Nonetheless, we will:



                                                           Alison T. White, Esq.
                                                    Office of Insurance Products
                                              Securities and Exchange Commission
                                                                  April 20, 2006
                                                                    Page 4 of 19


     -    add an additional line in the Fee Table to indicate that the maximum
          charge for the rider is 1.00%;

     -    disclose the maximum charge immediately above the current charge,
          which we will label as the "Current" charge;

     -    include the amount of the maximum charge for this rider in our
          calculation for the first Rev expense example, as shown in Attachment
          1; and

     -    revise the footnote to read as follows:

     This Rider is available only if you purchased the Waiver of Withdrawal
     Charge Rider as well. We do not currently impose the maximum charge shown,
     but reserve the right to do so on a uniform basis for all Accumulated Value
     Enhancement Riders issued in the same state.

Comment 13 (Rev): Please confirm supplementally, if true, that the expense
example information for the Revolution Extra variable annuity contract will not
include any incremental increase in fees attributable to the enhancement. The
prospectus states that the extra credit "will be treated for all purposes as
'earnings' under a Contract." If true, this would mean that the mortality and
expense charge does not apply to any enhancements.
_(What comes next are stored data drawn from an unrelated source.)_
PR #416, opened 2023-06-14
Bump cairo to 2.0.0-rc2

tarrencev:


tarrencev:
Hmm I see there is a 2.0.0-rc1 PR already

PR #423, opened 2023-06-18
Compile used contracts

### LINKED ISSUE #406: Verify if user can compile contract from a dependency in the project
Use-case is deploying those contracts using protostar
It should be done by adding something like this to `lib.cairo`
```
use my_contract::ContractA;
```

maciektr:
fix #406 
CC @MaksymilianDemitraszek


extensions/scarb-cairo-test/Cargo.toml
```diff
@@ -16,6 +16,7 @@ clap.workspace = true
 scarb-metadata = { path = "../../scarb-metadata", features = ["packages_filter"] }
 serde_json.workspace = true
 
+cairo-lang-utils.workspace = true
```
mkaput, line 19: this line seems to be put off

scarb/src/compiler/compilers/starknet_contract.rs
```diff
@@ -213,6 +221,69 @@ impl Compiler for StarknetContractCompiler {
...
+            if let ModuleId::Submodule(submodule_id) = module_id {
+                contracts.push(ContractDeclaration { submodule_id });
+            } else {
+                panic!("Contract `{contract_name}` was not found.");
+            }
+        }
+    }
+    contracts
+}
+
```
mkaput, line 286: could we upstream these changes to the compiler itself?

mkaput (changes requested):

scarb/src/compiler/compilers/starknet_contract.rs
maciektr: Sure! Do you think we can upstream whole logic of searching imported modules, or only the `find_module_contracts` function that we can reuse?

mkaput: whole logic. I think `starknet-compile` should also behave like this for consistency

maciektr:
superseded by https://github.com/software-mansion/scarb/pull/458

maciektr:
superseded by https://github.com/software-mansion/scarb/pull/458

PR #426, opened 2023-06-20
Update install script

maciektr:
- Stop `check_proc` and `get_bitness` warnings from popping up
- Use `sh` consistently in docs instead 
- Allow skipping `PATH` modification (e.g. for docker builds)

### DIFF
--- a/install.sh
+++ b/install.sh
@@ -26,8 +26,9 @@ The installer for Scarb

RESPONSE 13: The expense example information for the Revolution Extra variable
annuity contract does not include any incremental increase in withdrawal charges
because of the existence of "extra credits." Separate Account charges and
certain rider fees, however, will be assessed against extra credits and included
in the calculation of amounts shown in the expense example. We will revise the
prospectus disclosure with respect to the Extra Credit feature, as contained in
the response to the question "How Will the Value of My Investment in the
Contract Change Over Time?" as follows:

     EXTRA CREDIT FEATURE

     (Available only on the Revolution Extra Variable Annuity Contracts)
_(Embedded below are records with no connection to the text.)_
PR #571, opened 2023-08-16
Add support for installing nightlies in install script

### LINKED ISSUE #538: Support nightlies through installation script
Make it possible to install nightlies version using [Scarb installation script](https://docs.swmansion.com/scarb/download#install-via-installation-script)

szymmis:
Resolves #538

### DIFF
--- a/install.sh
+++ b/install.sh
@@ -14,6 +14,7 @@
 set -u
 
 SCARB_REPO="https://github.com/software-mansion/scarb"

     Each time you make a Purchase Payment, we will credit an extra amount to
     the total value of your Contract in addition to the amount of the Purchase
     Payment. If your Purchase Payment is greater than $10,000 and less than
     $2.5 million, the extra amount will be equal to 3.5% of the Purchase
     Payment. If your Purchase Payment is $2.5 million or more, the extra amount
     will be equal to 5.0% of the Purchase Payment. These extra amounts are
     referred to as extra credits. Each extra credit will be credited to your
     Contract at the same time the Purchase Payment is credited and will be
     allocated among the Variable Investment Options and the Fixed Investment
     Options in the same way that the Purchase Payment is allocated (see
     "Allocation of Purchase Payments"). However, each extra credit will be
     treated [ ]as "earnings" under your Contract, not as a Purchase Payment,
     for purposes of determining withdrawal charges. Amounts attributable to
     extra credits also will be considered "earnings" under a Contract for
     federal tax purposes and "earnings" with respect to our determination of
     certain benefits under your Contract and any optional benefit Riders that
     you may have purchased.

     We expect to make a profit from the Contracts and anticipate that a portion
     of the withdrawal charge, and any profits derived from other Contract fees
     and charges, will be used to help recover our cost of providing the Extra
     Credit feature. (For a description of these fees and charges, see the
     response to the question "What Fees and Charges will be Deducted from My
     Contract?") Under certain circumstances (such as a withdrawal of money that
     is in excess of the Free Withdrawal amounts, while a withdrawal charge is
     in effect) the cost associated with the Extra Credit feature may exceed the
     Extra Credit amount and any related earnings. You should consider this
     possibility before remitting any additional Purchase Payments for a
     Revolution Extra Contract.



                                                           Alison T. White, Esq.
                                                    Office of Insurance Products
                                              Securities and Exchange Commission
                                                                  April 20, 2006
                                                                    Page 5 of 19


Comment 14 (Rev): In the Application for a Contract section on page 11 of the
Rev prospectus, please specify the exchange on which you measure a Business Day.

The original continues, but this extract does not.